Has anyone else applied on line, if so how did it go?  Would anyone be able to see my on-line file and update it?  Or should I just call the recruiting centre for updates and give up on the on-line side of things?

Thanks for your help in advance, from what I am able to read on the forums, this group is very supportive, and informative!

Sincerely


----------



## kincanucks (23 Feb 2006)

_I guess what I am trying to say here is that I really wish the recruiting centre would make full use of the on-line system and keep on-line applicants posted as to what is going on with their application status._

When we update your file in our recruiting information management system that information is suppose to be transferred from the recruiting system to the on-line application system on a regular basis.  Since the recruiting system is a stand alone system and the information contained within it is at a higher protection status than the on-line system, the two systems can not interact automatically and therefore the transmission of information is done manually.  When and how the transfer of the information takes place is not under the control of the recruiting centre.  I guess what I am trying to say here is that I really wish applicants you don't hear anything for FOUR months would call the CFRC/D and find out what is going on.  The on-line system is a companion to the recruiting process not a replacement for it.


----------



## Bruce Monkhouse (23 Feb 2006)

Quote from Kincanucks,
_ I guess what I am trying to say here is that I really wish applicants you don't hear anything for FOUR months would call the CFRC/D and find out what is going on.  The on-line system is a companion to the recruiting process not a replacement for it. _ 

I haven't had the privilege of seeing it but does it state that somewhere on the online site that is easily readable?


----------



## justascubadiver (23 Feb 2006)

Personally, I have not seen the section of the on-line site that states it is a companion to the recruiting process, but I very well may have missed it.  What I was trying to express was that the recruiting.forces.gc.ca web site appears to push the on-line application as a better way of applying and allowing you to keep yourself up-to-date in regards to the application process.

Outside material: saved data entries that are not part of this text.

PR #3146, opened 2025-09-17
SMQ-3028 - Unify SMQ certs with Absmach Certs

### LINKED ISSUE #3028: Unify SMQ certs with Absmach Certs

nyagamunene:
# What type of PR is this?

- Related Issue #3028 
- Resolves #3028


docker/addons/certs/Dockerfile
```diff
@@ -0,0 +1,28 @@
...
+
+RUN apk update \
+    && apk add make upx\
+    && make $SVC \
+    && upx build/$SVC \
+    && mv build/$SVC /exe
+
+FROM scratch
+
+# Required for billing service
```
felixgateru, line 25:
```suggestion
# Required for certs service
```

docker/addons/certs/Dockerfile.dev
```diff
@@ -0,0 +1,8 @@
+# Copyright (c) Abstract Machines
+# SPDX-License-Identifier: Apache-2.0
+
+FROM scratch
+ARG SVC
+COPY --from=alpine:latest /etc/ssl/certs/ca-certificates.crt /etc/ssl/certs/ca-certificates.crt
+COPY ./build/$SVC /exe
+ENTRYPOINT ["/exe"]
```
felixgateru, line 8: Add empty line

docker/addons/certs/docker-compose.yaml
```diff
@@ -1,134 +1,115 @@
...
   certs:
-    image: supermq/certs:${SMQ_RELEASE_TAG}
-    container_name: supermq-certs
+    image: ghcr.io/absmach/certs:${AM_CERTS_RELEASE_TAG}
+    container_name: certs
     depends_on:
       - openbao
       - certs-db
-    restart: on-failure
+    restart: always
```
felixgateru, line 21: Why restart always here?

docker/certs-docker-compose-override.yml
felixgateru, line 1: remove if unused

pkg/sdk/clients_test.go
```diff
@@ -30,6 +30,8 @@ import (
 	"github.com/stretchr/testify/mock"
 )
 
+var clientID = "fe6b4e92-cc98-425e-b0aa-000000000001"
```
felixgateru, line 33: is this used?

felixgateru (changes requested):

scripts/certs.sh
```diff
@@ -0,0 +1,42 @@
+#!/bin/bash
```
arvindh123, line 1: Why do we need to use the same docker compose?

arvindh123 (changes requested):

pkg/sdk/clients_test.go
nyagamunene: It is used in multiple places in the code

scripts/certs.sh
dborovcanin: I agree, this is probably not needed. We can just put a simple compose file that uses absmach/certs to `docker/addons`.

nyagamunene: What about when we update certs and we need the changes reflected on supermq will it not be alot of work making the changes on superMQ side?

dborovcanin: I don't think so. SMQ is only using Compose from Certs. However, now that we're working on integrations service, I'm thinking that Certs service will become even more important and I'm afraid we can't avoid coupling between Certs and core service. Anyways, let's keep this as is, and we'll revisit the approach during this sprint as we progress with integrations.

dborovcanin (approved):

PR #3467, opened 2026-04-09
NOISSUE - Add transient retry to auth

dborovcanin:
# What type of PR is this?
This is an improvement adding transient retry to auth calls.

## What does this do?
This avoids latency in auth calls.

There is no such issue.

Yes.

N/A

### Notes
N/A


dborovcanin:
This is obsolete.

Either way I do look forward to being selected in the next intake. *crosses fingers*


----------



## CallOfDuty (23 Feb 2006)

Good luck Justa..............what trade are you applying for?


----------



## justascubadiver (23 Feb 2006)

First choice was Communications Research, Second was RMS Clerk.  Very Hopeful on the first choice!

Thanks


----------



## kincanucks (23 Feb 2006)

Bruce Monkhouse said:
			
		

> Quote from Kincanucks,
> _ I guess what I am trying to say here is that I really wish applicants you don't hear anything for FOUR months would call the CFRC/D and find out what is going on.  The on-line system is a companion to the recruiting process not a replacement for it. _
> 
> I haven't had the privilege of seeing it but does it state that somewhere on the online site that is easily readable?
> ...


----------



## Bruce Monkhouse (23 Feb 2006)

In this day and age??...With the " punch of a finger" generation?
I need tea.


----------



## justascubadiver (23 Feb 2006)

Don't get me wrong or anything, not trying to complain here!  Just more of a hopeful expectation not realized.  I did call the recruiting centre a few times during the four month period, and as it turns out I guess they were waiting for my cadet file to get my service number or something.  So I just didn't let it sit on for four months and then complain or anything.. 

In short I was saying that it would have saved both my time and their time to just put a little notation on the on-line account saying, Applications Status - Waiting for Cadet File... ect...

Either way, it is all going to work out in the end.  I think the people in recruiting are doing a great job overall and have a great idea as to the on-line application!


----------



## DiamondDarryl (8 Mar 2006)

i used the online application and got a call back 4 days later, lucky i guess. 
goodluck pal


----------



## double0three (9 Mar 2006)

I applied online and it was pretty seamless.  Only problem is that for my TBS 330-23 - Pers Screening it still lists "In progress by CFRC".

Everything else either says Completed or Not Applicable.  I called my actual recruiting center and all they can tell me is that "it hasn't come back yet".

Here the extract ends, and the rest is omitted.